Publikation
Ulrich Schäfer
Saarbrücken Dissertations in Computational Linguistics and Language Te, Vol. 22, ISBN 978-3-933218-21-6, DFKI GmbH and Computational Linguistics Department, Saarland University, Saarbrücken, Germany, 6/2007.
In the main part of the thesis, we describe our contributions to three hybrid architecture frameworks that make use of these fundamentals. SProUT is a shallow system that uses elements of deep constraint-based processing, namely type hierarchy and typed feature structures. Whiteboard is the first hybrid architecture to integrate not only part-of-speech tagging, but also named entity recognition and topological parsing, with deep parsing. Finally, we present Heart of Gold, a middleware architecture that generalizes Whiteboard into various dimensions such as configurability, multilinguality and flexible processing strategies.

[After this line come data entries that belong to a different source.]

PR #3411, opened 2018-08-06
New package - iOS Access (udev scripts to mount iOS devices)

bxxxjxxg:
Motivation: create a package to mount and browse an iOS device directory in FileStation.

Developing package by spksrc is quite happy experience here.
Now, I’d like to submit the second package. 
It’s derivative work of first package to interact with FileStation.

### Checklist

This package depends on itools (libimobiledevice). It provides
udev rules and scripts to detect the hotplug events of iOS devices
and run python scripts to mount/umount into/from FileStation.

Signed-off-by: BingJing Chang <bxxxjxxg@gmail.com>


ymartin59:
Hello
Thanks for your contribution.
I would really prefer you include these scripts and service into "itools" package itself.

By the way, `dsm-control.sh` and `installer.sh` are old stuff now. Framework now provides generic installer and generic service support to run application as non-privileged user. 
Refers to:
- demoservice example: https://github.com/SynoCommunity/spksrc/tree/master/spk/demoservice
- documentation: https://github.com/SynoCommunity/spksrc/wiki/Service-Support
- umurmur as another example https://github.com/SynoCommunity/spksrc/blob/master/spk/umurmur/Makefile

You should create "service_postinst" function in a `service-setup.sh` script, setting `SERVICE_COMMAND` to point to your background application. If script is expected to run as `root` (which is not recommended) I have to propose a specific support in framework...

ymartin59:
Replaced by #3438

We describe various applications that have been implemented using the hybrid frameworks such as structured named entity recognition, information extraction, creative document authoring support, deep question analysis, as well as evaluations. In Whiteboard, e.g., it could be shown that shallow pre-processing increases both coverage and efficiency of deep parsing by a factor of more than two. Heart of Gold not only forms the basis for applications that utilize semantics-oriented natural language analysis, but also constitutes a complex research instrument for experimenting with novel processing strategies combining deep and shallow methods, and eases replication and comparability of results.